→ **What is expected**: Go through the entries and copy every one exactly.

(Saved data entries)
PR #9899, opened 2024-11-30
[GSL] Update to 2.8

inkydragon:
Not sure if we want to remove this:

https://github.com/JuliaPackaging/Yggdrasil/blob/e504e3ece997c2977e71d1004749cbd2bb4f42ab/G/GSL/GSL%402/build_tarballs.jl#L20-L25

_GSL-2.8/configure_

→ **Output of the task**:
PR #9899, opened 2024-11-30
[GSL] Update to 2.8

inkydragon:
Not sure if we want to remove this:

https://github.com/JuliaPackaging/Yggdrasil/blob/e504e3ece997c2977e71d1004749cbd2bb4f42ab/G/GSL/GSL%402/build_tarballs.jl#L20-L25

_GSL-2.8/configure_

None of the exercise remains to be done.